Thussu, Daya Kishan (2000). International Communication. Continuity and change, London: Arnold pp.200-223
Barker, Chris. (1997). Global Television: An Introduction, Oxford: Blackwell Publishers
Thomas, A. O. (1996). Global diasporic and subnational ethnic, audiences for satellite television in South Asia, The Journal of International Communication, 3(2). pp.61-75
Jenkins, Henri. (2006) Convergence Culture – Where Old and New Media Collide. Introduction pp. 1-24.
ILEARN
Students are also expected to regularly follow the unit on ilearn and stay informed of special announcements and additional information posted there. It is the student's responsibility to check iLearn regularly, at least once every week. Students are also advised to check their student emails regularly.
ASSIGNMENT SUBMISSION
All written assessments are to be submitted online via Turnitin, accessed through the ICOM201 ilearn site.
Feedback in this Unit
Feedback in this unit will be made available in multiple forms: General comment, rubric and in-text comments attached to assignments marked in Turnitin; in-class feedback after a tutorial presentation, informal feedback through the ‘announcement’ function in iLearn if there are points of relevance to the whole class; interactions with peers in the forum activities; in personal consultations made by appointment; in email communication with individual students by the convenor in response to questions related to unit activities.
Detailed marking rubrics for all assessment tasks can be found on iLearn.
Examples of relevant and related assessment tasks will be made available on iLearn and discussed in tutorials.
LATE SUBMISSION
Unless a Special Consideration request has been submitted and approved, (a) a penalty for lateness will apply - two (2) marks out of 100 will be deducted per day for assignments submitted after the due date - and (b) no assignment will be accepted more than seven (7) days (including weekends) after the original submission deadline, No late submissions will be accepted for timed assessments - eg quizzes, online tests.
Week 1 Unit Overview and Assessments
Introduction to international television and discussion of Unit outline and assessments.
No Tutorials are scheduled for this week.
Complete readings for Week 2
Week 2 Study of Television
Until the arrival of the Internet in the late 1990s, television was the most glamorous field of study and research across the many fields of media scholarship. New media technologies like the Internet and mobile communications have completely reconfigured the entertainment and information business. Television audiences are disappearing and moving onto interactive and on-demand services.
Tutorial discussion: What is technology disruption and how is it impacting on both the production and distribution of television? Discuss your own consumption habits of television and Internet.
Week 3 Trends and Flows/Convergence Media
Whether you’ve got access to one channel or 500, television has spread to virtually all parts of the world in one way or another over the last 50 years. At one level it is global and flows across national borders, at another it is local and reflects the character of its audiences.

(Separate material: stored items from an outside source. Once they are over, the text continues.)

PR #558, opened 2023-09-05
migrate to aws_sdk

ziwift:
- migrated from rusoto to the official aws sdk for all aws interactions
- removed the retry logic, because it is already implemented in the sdk's s3 `Client` struct

breaking changes:
1. use sdk's Client to replace the rusoto S3 Client 
2. use the native sdk `StorageClass` instead of the one defined in this crate
3. in `presign` module, these functions now 1) are async and 2) takes aws_sdk_s3 `Client` as input to replace rusoto `AwsCredentials` and `Region`:
- `presign_delete`
- `presign_get` 
- `setup_presigned_multipart_upload`
- `complete_presigned_multipart_upload`
- `abort_presigned_multipart_upload`
- `presign_put`


crates/esthri-internals/Cargo.toml
pcrumley, line 1: Kinda just skimming this, but why didn't you remove the rusoto dependencies? Does this PR completely remove rusoto from esthri?

crates/esthri-test/src/lib.rs
```diff
@@ -24,7 +23,7 @@ pub struct TestGlobal {
 static TEST_GLOBAL: Lazy<Mutex<TestGlobal>> =
     Lazy::new(|| Mutex::new(TestGlobal { s3client: None }));
 
-const TEST_GLOBAL_LOCK_FAILED: &str = "locking global test data failed";
+// const TEST_GLOBAL_LOCK_FAILED: &str = "locking global test data failed";
```
silverjam, line 26: Remove this if it isn't used anymore

silverjam (approved):
We should bump to version 11 for the next release

silverjam:
We also need to resolve the conflicts with master/main -- @ljbade made some improvements to the error messages that we need to port.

Tutorial activity: What are the characteristics of transnational television? Does convergence media influence this? What are the global frameworks within which the study of global television may be conducted as discussed by Straubhaar? Define and discuss cultural proximity in relation to audience reception of global television?
Week 4 Television News
Beyond direct experience, television news plays an important role in shaping the viewers’ knowledge about places, people and events around the world. However, the view of the world through television news can be distorted and disorientating. This can cause dire political, cultural and social misunderstanding.
Tutorial activity: Define and discuss two of the following - News Agenda, agenda setting, gate keeping and news values. What are some key professional practices and cultural factors that influence news production? Watch television news segments and identify some of these.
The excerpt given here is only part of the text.